SafeMimic: Towards Safe and Autonomous Human-to-Robot Imitation for Mobile Manipulation (2506.15847v1)

Published 18 Jun 2025 in cs.RO and cs.AI

Abstract: For robots to become efficient helpers in the home, they must learn to perform new mobile manipulation tasks simply by watching humans perform them. Learning from a single video demonstration from a human is challenging as the robot needs to first extract from the demo what needs to be done and how, translate the strategy from a third to a first-person perspective, and then adapt it to be successful with its own morphology. Furthermore, to mitigate the dependency on costly human monitoring, this learning process should be performed in a safe and autonomous manner. We present SafeMimic, a framework to learn new mobile manipulation skills safely and autonomously from a single third-person human video. Given an initial human video demonstration of a multi-step mobile manipulation task, SafeMimic first parses the video into segments, inferring both the semantic changes caused and the motions the human executed to achieve them and translating them to an egocentric reference. Then, it adapts the behavior to the robot's own morphology by sampling candidate actions around the human ones, and verifying them for safety before execution in a receding horizon fashion using an ensemble of safety Q-functions trained in simulation. When safe forward progression is not possible, SafeMimic backtracks to previous states and attempts a different sequence of actions, adapting both the trajectory and the grasping modes when required for its morphology. As a result, SafeMimic yields a strategy that succeeds in the demonstrated behavior and learns task-specific actions that reduce exploration in future attempts. Our experiments show that our method allows robots to safely and efficiently learn multi-step mobile manipulation behaviors from a single human demonstration, from different users, and in different environments, with improvements over state-of-the-art baselines across seven tasks

Summary

The paper presents SafeMimic, a novel framework enabling mobile manipulation robots to safely and autonomously learn complex skills from a single human video demonstration.
SafeMimic processes video demos using vision-language models and human tracking, employs safety Q-functions for safe exploration with backtracking, and refines actions via a policy memory.
Experimental results show SafeMimic outperforms baselines in safety and efficiency across diverse tasks and environments, significantly reducing unsafe actions and the need for extensive robot training.
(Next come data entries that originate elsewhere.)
PR #1045, opened 2026-05-09
fix(web): keep entry footer pills compact

lefarcen:
## Summary
- place the pet action and Follow @nexudotio pill on the same entry-sidebar footer row
- keep the Local CLI pill and language menu as the remaining footer rows to avoid making the sidebar scroll just because of the new follow link
- constrain the follow label with a shrinkable ellipsis label so narrow sidebar widths do not stretch the footer

## Validation

Note: local Node is `v22.22.0`, so pnpm prints the existing engine warning for the repo's `~24` target.

### DIFF
--- a/apps/web/src/components/EntryView.tsx
+++ b/apps/web/src/components/EntryView.tsx
@@ -483,30 +483,43 @@ export function EntryView({
           loading={skillsLoading || designSystemsLoading}
         />
         <div className="entry-side-foot">
-          <button
-            type="button"
-            className={`foot-pill pet-pill${config.pet?.adopted ? '' : ' pet-pill-fresh'}`}
-            onClick={onAdoptPet}
-            title={
-              config.pet?.adopted
-                ? t('pet.changePet')
-                : t('pet.adoptCallout')
-            }
-          >
-            <span className="pet-pill-glyph" aria-hidden>
-              {config.pet?.adopted
-                ? config.pet.petId === 'custom'
-                  ? config.pet.custom.glyph || '🦄'
-                  : '🐾'
-                : '🐾'}
-            </span>
-            <span>
-              {config.pet?.adopted
-                ? t('pet.changePet')
-                : t('pet.adoptCallout')}
-            </span>
-            {!config.pet?.adopted ? <span className="pet-pill-dot" aria-hidden /> : null}
-          </button>
+          <div className="entry-side-foot-row">
+            <button
+              type="button"
+              className={`foot-pill pet-pill${config.pet?.adopted ? '' : ' pet-pill-fresh'}`}
+              onClick={onAdoptPet}
+              title={
+                config.pet?.adopted
+                  ? t('pet.changePet')
+                  : t('pet.adoptCallout')
+              }
+            >
+              <span className="pet-pill-glyph" aria-hidden>
+                {config.pet?.adopted
+                  ? config.pet.petId === 'custom'
+                    ? config.pet.custom.glyph || '🦄'
+                    : '🐾'
+                  : '🐾'}
+              </span>
+              <span>
+                {config.pet?.adopted
+                  ? t('pet.changePet')
+                  : t('pet.adoptCallout')}
+              </span>
+              {!config.pet?.adopted ? <span className="pet-pill-dot" aria-hidden /> : null}
+            </button>
+            <a
+              className="foot-pill foot-pill-follow"
+              href="https://x.com/nexudotio"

Overview of SafeMimic: Autonomous Learning for Mobile Manipulation Through Human-to-Robot Imitation

The paper, "SafeMimic: Towards Safe and Autonomous Human-to-Robot Imitation for Mobile Manipulation," presents a novel framework designed to safely and autonomously enable robots to learn mobile manipulation skills from a single third-person human video demonstration. With the objective of facilitating robots as efficient helpers in domestic settings, SafeMimic addresses the challenging task of imitation through an advanced methodology that mitigates the need for extensive human supervision.
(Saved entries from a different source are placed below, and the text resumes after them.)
PR #1047, opened 2026-05-09
ci: cache Playwright browsers

mrcfps:
## Summary
- Cache Playwright browser downloads in CI using `~/.cache/ms-playwright`.
- Keep the browser install step so CI still verifies Chromium and installs system deps.

## Validation
- `pnpm guard`

### DIFF
--- a/.github/workflows/ci.yml
+++ b/.github/workflows/ci.yml
@@ -104,6 +104,7 @@ jobs:
           echo "version=$version" >> "$GITHUB_OUTPUT"
 
       - name: Restore Playwright browser cache
+        id: playwright_browser_cache
         uses: actions/cache@v5
         with:
           path: ~/.cache/ms-playwright
@@ -111,8 +112,12 @@ jobs:
           restore-keys: |
             playwright-${{ runner.os }}-
 
+      - name: Install Playwright system dependencies
+        run: pnpm -C e2e exec playwright install-deps chromium
+
       - name: Install Playwright browsers
-        run: pnpm -C e2e exec playwright install --with-deps chromium
+        if: ${{ steps.playwright_browser_cache.outputs.cache-hit != 'true' }}
+        run: pnpm -C e2e exec playwright install chromium
 
       # `scripts/postinstall.mjs` only prebuilds package/tool entrypoints that
       # are needed immediately after install for linked bins and shared
--- a/.github/workflows/ci.yml
+++ b/.github/workflows/ci.yml
@@ -97,6 +97,14 @@ jobs:
       - name: Install dependencies
         run: pnpm install --frozen-lockfile
 
+      - name: Restore Playwright browser cache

Core Components and Methodology

SafeMimic operates by first parsing a human video demonstration into distinct segments, which it further processes to deduce the semantic changes and associated human motions. The methodology comprises the following stages:

Video Parsing and Translation: The human demonstration is divided into navigational and manipulative segments using advanced human motion tracking and vision-LLMs (VLMs). This step derives both the intended task and the sequence of physical actions. The parsing framework thus generates an initial motion plan while translating third-person perspectives into first-person actions suitable for the robot’s morphology.
Safe Exploration and Adaptation: SafeMimic harnesses safety Q-functions, pre-trained in simulation, to govern and explore candidate actions from the parsed human demonstration. This ensemble approach facilitates the verification of actions to ensure safety prior to execution, employing a receding horizon planning strategy for continuous adaptation. Unique to this approach is the capability to backtrack upon recognizing dead-ends, which allows the robot to attempt alternative strategies autonomously.
Action Refinement and Learning: Output from the exploration stage feeds into a policy memory module, where SafeMimic records successful action sequences. This enables subsequent attempts to be more efficient by reducing unnecessary exploration. The learning and adaptation are bolstered by actions and semantic nuances gathered from the video parsing phase.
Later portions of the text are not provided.